Sounds like the stove I'm looking for, too bad they are not on sale right now though, $899 is as cheap as I can find. Even so, with the stove at $899 and probably another 1200 or so in the chimney, it will pay for itself in less than one heating season based on what I paid for propane last year (and we had a crazy mild winter). Seasoned Oak, thanks for the heads up on the height of the stove, I like being able to see the fire, especially the secondaries. Here's a picture of what has to come out to make room for the stove. Any ideas on what might look nice would be appreciated, I've seen where other members have done similar projects, building an alcove to fit their stoves into, I'm thinking of borrowing that type of idea. The only difference is that my chimney stick into the room where the other fellas went outside.


----------



## BrowningBAR (Sep 26, 2012)

I'm not sure a 30 would work there unless you plan on doing a lot of modifications to the hearth and the fireplace opening.


----------



## Seasoned Oak (Sep 26, 2012)

Id be puttin a harman insert in there for sure and it would look as nice or better  than it does now. Check it out harman 300i.


----------



## Sodbuster (Sep 26, 2012)

Yes, I am planning on doing major modifications to the existing install, surround is coming off, stone coming off, fireplace being removed, re-frame the opening to get proper clearances, and use a double layer of cement board with 1" airspace between to get non-combustible surface. My wife is just not happy with the looks of the entire setup. She would like a raised hearth, with some sort of stone used to finish off the non-combustible surface. She also has an old barn beam that weighs more than I do, that she would like to use as a mantle. How to do it is my responsibility, she just said, "get it done"


----------



## Stegman (Sep 26, 2012)

Seasoned Oak said:


> I look at the Englander 30 (i have 2) as the volkswagon of stoves,not too pretty ,but very capable and dependable.Its hard to beat the price for a quality stove if you buy it discounted,i paid $650 each fore both of mine,usual price is about $900 I do have other stoves i like better though,some more expensive and some cheaper(although smaller).


 
You ever own a Volkswagen? 

Probably more like the Honda of stoves.


----------



## firecracker_77 (Sep 26, 2012)

Stegman said:


> You ever own a Volkswagen?
> 
> Probably more like the Honda of stoves.


 
We have a Volkswagen and an Accord.  The VW is 8 years old and has given no major mechanical issues.  110,000 miles.  The Accord is 6 months.  Hondas build quality is probably not to prior levels and Toyota obviously had problems recently. 

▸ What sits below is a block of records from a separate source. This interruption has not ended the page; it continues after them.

Issue #307, opened 2022-09-16
Add e2e external test for sizes and resource constraints


Szymongib:
#### Summary
We can add e2e test using the "external" DB and filestore to verify that sizing and resource constraint logic works correctly.

The test can:
- Spin up Mattermost instance with specified size.
- Assert that it starts correctly and that replicas and resources are set based on size.
- Assert that size value was removed.
- Manually change resource constraints.
- Assert that resources where adjusted and instance is stable.
- Set a different size on Mattermost instance.
- Again assert that resources were adjusted properly.

aerokite:
I will take it

PR #311, opened 2022-09-17
e2e test for size & resource update

aerokite:
#### Summary
Added e2e test to see if size and resource updates work.

#### Ticket Link
Fixes https://github.com/mattermost/mattermost-operator/issues/307

#### Release Note

```release-note
Added e2e test to see if size and resource updates work.
```

### DIFF
--- a/test/e2e-external/size_test.go
+++ b/test/e2e-external/size_test.go
@@ -2,14 +2,14 @@ package e2e
 
 import (
 	"context"
+	"testing"
+
 	mmv1alpha "github.com/mattermost/mattermost-operator/apis/mattermost/v1alpha1"
 	mmv1beta "github.com/mattermost/mattermost-operator/apis/mattermost/v1beta1"
 	"github.com/mattermost/mattermost-operator/test/e2e"
 	"github.com/stretchr/testify/require"
-	appsv1 "k8s.io/api/apps/v1"
 	metav1 "k8s.io/apimachinery/pkg/apis/meta/v1"
 	"k8s.io/apimachinery/pkg/types"
-	"testing"
 )
 
 // TestMattermostSize checks defaulting & updating replicas & resources from size.
@@ -44,13 +44,12 @@ func TestMattermostSize(t *testing.T) {
 	mattermost.Spec.Size = mmSize
 	instance := e2e.NewMattermostInstance(t, k8sClient, mattermost)
 
-	{
+	t.Run("checking mattermost replicas & resources", func(t *testing.T) {
 		clusterSize, err := mmv1alpha.GetClusterSize(mmSize)
 		require.NoError(t, err)
 
 		t.Log("create and waiting for Mattermost to be stable")
 		instance.CreateAndWait()
-		defer instance.Destroy()
 
 		t.Log("checking mattermost replicas & resources")
 		var newMattermost mmv1beta.Mattermost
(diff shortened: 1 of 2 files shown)


test/e2e-external/size_test.go
```diff
@@ -0,0 +1,130 @@
...
+		require.Equal(t, clusterSize.App.Replicas, *newMattermost.Spec.Replicas)
+		compareResources(t, clusterSize.App.Resources, newMattermost.Spec.Scheduling.Resources)
+
+		t.Log("checking deployment replicas & resources")
+		var mmDeployment appsv1.Deployment
+		err = k8sClient.Get(context.TODO(), types.NamespacedName{Name: name, Namespace: namespace}, &mmDeployment)
+		require.NoError(t, err)
+		require.Equal(t, clusterSize.App.Replicas, *mmDeployment.Spec.Replicas)
+		// compare resources in deployment
+		compareResources(t, clusterSize.App.Resources, mmDeployment.Spec.Template.Spec.Containers[0].Resources)
```
Szymongib, line 73: I think we could extract this logic to some function since we repeat it after each update.

test/e2e-external/size_test.go
```diff
@@ -0,0 +1,130 @@
...
+			FileStore: mmv1beta.FileStore{
+				External: &testEnv.FileStoreConfig,
+			},
+			Database: mmv1beta.Database{
+				External: &testEnv.DBConfig,
+			},
+		},
+	}
+
+	{
```
Szymongib, line 44: Any specific reason for enclosing it in additional braces?

test/e2e-external/size_test.go
```diff
@@ -0,0 +1,130 @@
...
+		t.Logf("updating scheduling resources in mattermost object with %s\n", mmSize)
+		// update scheduling resource
+		clusterSize, err := mmv1alpha.GetClusterSize(mmSize)
+		require.NoError(t, err)
+
+		var newMattermost mmv1beta.Mattermost
+		err = k8sClient.Get(context.TODO(), mmNamespaceName, &newMattermost)
+		require.NoError(t, err)
+		newMattermost.Spec.Scheduling.Resources = clusterSize.App.Resources
+		err = k8sClient.Update(context.TODO(), &newMattermost)
```
Szymongib, line 87: Since we are using `e2e.NewMattermostInstance` we could use `instance.UpdateAndWait(...)`, but we would need to get rid of the braces.

Szymongib (approved):
Thanks for the PR! Added some suggestions.

test/e2e-external/size_test.go
aerokite: This enclosure is used to make this test easier to read. This contains code blocks that perform a certain action of the test.

test/e2e-external/size_test.go
aerokite: Right. I have missed that method.

test/e2e-external/size_test.go
aerokite: We can call a function to do these checks. But I think that will not be a good idea. You will find that, in 2nd block, we didn't check replicas. 

```go
err = k8sClient.Get(context.TODO(), types.NamespacedName{Name: name, Namespace: namespace}, &mmDeployment)
require.NoError(t, err)
compareResources(t, clusterSize.App.Resources, mmDeployment.Spec.Template.Spec.Containers[0].Resources)
```

That means we can't place a replica check in there. So either two separate functions are required, or we must check replica outside of that function.

aerokite: @Szymongib any thoughts?

test/e2e-external/size_test.go
aerokite: Resolved.

test/e2e-external/size_test.go
gabrieljackson: Instead of just braces, could you change them to Go subtests? That way we also have nice headers and test time data.

test/e2e-external/size_test.go
aerokite: Resolved

test/e2e-external/size_test.go
aerokite: That is a great idea.  Resolved with Go subtests.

Back to the O.P., not sure how to make a stove fit there, but it's a nice looking room with alot of vertical space.  Definately need to push that heated air down with a fan.  An insert would give the most seamless install as suggested above.


----------



## Sodbuster (Sep 27, 2012)

So do you guys think I'm barking up the wrong tree trying to put a free standing stove in there? Basically I'm going to make an alcove for the stove to fit into. Don't really want an insert, number one because of the cost and number two, I'd have to lay on the floor to see the fire. Thanks


----------



## FyreBug (Sep 27, 2012)

Looking at the picture you will have a fair amount of costs associated either way - Stove or insert. First of all your options will depend on your budget. Since you are looking at budget stoves, I will assume you are trying to keep this under control. However, if you keep the big picture in mind think in terms of Return on Investment (ROI) and your heating goals. If you are trying to reduce your propane bill by 50% or more per year then you have a good case to spend a bit more money on the overall project.

Options 1) Insert: By far your least expensive option. Just drop a liner, find the biggest insert that will fit in there and it will provide a fair amount of heat.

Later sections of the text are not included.